The air may be moved too fast or too slow for the person's comfort. Therefore, the art contains many examples of fans that can be adjusted for either or both direction and speed. However, many of these fans have drawbacks that make them difficult to use for many people. For example, many fans must be physically moved in order to properly orient the fan. This requires the fan to be picked up and moved as required. While this may not
seem too difficult, it is difficult and, perhaps, impossible for a physically disabled person or a bedridden person. In such a case, the person must wait until someone can be summoned to move the fan for them. Therefore, there is a need for a fan that can be controlled remotely. While the art contains examples of remotely controlled fans, these fans are not easily used by a physically handicapped person or a person who may not be able to see the controls. In such a case, the remote control is not fully usable by the user. This may be because the user is sight disabled or because the user cannot move into a position to adequately see the remote or simply because there is not sufficient light to see the fan, such as at night, and the user cannot move the remote into a location to see the remote or to have enough light to see the remote control. For example, a bedridden patient who wakes up in the middle of the night may not be able to obtain light that is adequate to see the remote control, hi such an instance, the person may have to experiment with the remote control until the fan is adjusted to his or her hiding. This may not be efficient and may even result in the fan being turned off or oriented in a totally wrong direction. Therefore, there is a need for a fan that can be controlled remotely even by a physically handicapped person. There is still a further need for a fan that can be controlled remotely even if the user cannot see the remote control. Still further, the fans that are known to the inventor cannot be adjusted in as many degrees of freedom as possible. That is, the fans known to the inventor cannot be adjusted as to panning coverage as well as height as well as speed as well as orientation. Thus, even though the known fans have some adjustments available to the user, there are still several limitations that will inhibit the fan from being as effective as possible. Therefore, there is a need for a fan that can be fully adjusted in a plurality of degrees of freedom so the fan is as effective as possible.
PRINCIPAL OBJECTS OF THE INVENTION It is a main object of the present invention to provide a fan that can be controlled
remotely. It is another object of the present invention to provide a fan that can be controlled remotely even by a physically handicapped person. It is another object of the present invention to provide a fan that can be controlled remotely even if the user cannot see the remote control. It is another object of the present invention to provide a fan that can be fully adjusted in a plurality of degrees of freedom so the fan is as effective as possible.

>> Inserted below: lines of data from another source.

PR #366, opened 2016-10-09
Jest 16 definitions

AgentME:
This adds definitions for Jest 16. I copied Jest 14's definitions and added in some missing things. (I think most of the definitions were based on Jasmine's, but Jest appears to have more functions than Jasmine did.) A bunch of missing expect() object methods were added, and I made some types more specific so that `{test,it}.{only,skip}` are typed now. (These APIs may or may not exist in older versions of Jest, dunno if anyone feels strongly about updating the older definitions too.) I re-ordered a few things not very far to match the order on [Jest's API page](https://facebook.github.io/jest/docs/api.html).

The first commit copies Jest 14's definitions as-is to new files for Jest 16, and then the second commit modifies them.

### DIFF
--- a/definitions/npm/jest_v16.x.x/flow_v0.33.x-/jest_v16.x.x.js
+++ b/definitions/npm/jest_v16.x.x/flow_v0.33.x-/jest_v16.x.x.js
@@ -1,0 +1,116 @@
+// flow-typed signature: e2130120dcdc34bf09ff82449b0d508c
+// flow-typed version: 230d7577ce/jest_v12.0.x/flow_>=v0.23.x
+
+type JestMockFn = {
+  (...args: Array<any>): any;
+  mock: {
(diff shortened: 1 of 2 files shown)


definitions/npm/jest_v16.x.x/flow_v0.33.x-/jest_v16.x.x.js
```diff
@@ -0,0 +1,121 @@
+// flow-typed signature: e2130120dcdc34bf09ff82449b0d508c
+// flow-typed version: 230d7577ce/jest_v12.0.x/flow_>=v0.23.x
```
AgentME: Do I need to change anything right here?

AgentME: Dropped it.

PR #373, opened 2016-10-12
Add definitions for pluralize 2.0 and 3.0

danez:
The definitions for 1.x, 2.0 and 3.0 are completely identical as the public API hasn't changed, but as far as I could see there is no way right now to inherit or have version ranges, right? 
Maybe this would be a nice addition, although not sure how often this case really happens.


marudor:
Problem about duplication tracked here:
https://github.com/flowtype/flow-typed/issues/374

PR #380, opened 2016-10-13
Add graceful-fs definition

palange:
graceful-fs is the node fs api, with the addition of the method `graceful-fs.gracefulify()`.


definitions/npm/graceful-fs_v4.1.x/flow_v0.28.x-/graceful-fs_v4.1.x.js
```diff
@@ -0,0 +1,197 @@
+interface ErrnoError extends Error {
```
marudor: Please move this into the module declaration.
Otherwise you're creating globals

SUMMARY OF THE INVENTION These, and other, objects are achieved by a remotely controlled fan unit which comprises a fan unit which includes a base, a plurality of manual controls, a wireless control signal receiver; and a control signal generator electrically connected to the wireless control signal receiver, a neck unit that includes an outer section and an inner section, with the inner section telescopingly received in the outer section, the inner section being movably mounted on the outer section to move between an extended orientation and a retracted orientation; a motor housing rotatably mounted on the inner section of the neck unit; a fan motor located inside the motor housing, the fan motor being electrically connected to the control signal generator and to the manual controls; a height adjustment motor mounted on the motor housing, the height adjustment motor being electrically connected to the control signal generator and to the manual controls; gearing connecting the inner section of the neck unit to the height adjustment motor; a panning motor mounted on the motor housing, the panning motor being electrically connected to the control signal generator, gearing connecting the motor housing to the inner section of the neck section; and a remote control unit which includes a housing, a power source, a wireless signal generator circuit which generates wireless control signals that are received by the wireless control signal receiver in the fan unit, and a plurality of control buttons, each control button of the plurality of control buttons being sized, shaped and located differently from other control buttons so each control button can be located by touch, the plurality of control buttons including fan speed control buttons, height-adjusting buttons and panning buttons.
The fan embodying the present invention can be easily adjusted even if the user cannot see the controls, and can be adjusted in a plurality of degrees of freedom so the user can most effectively use the fan.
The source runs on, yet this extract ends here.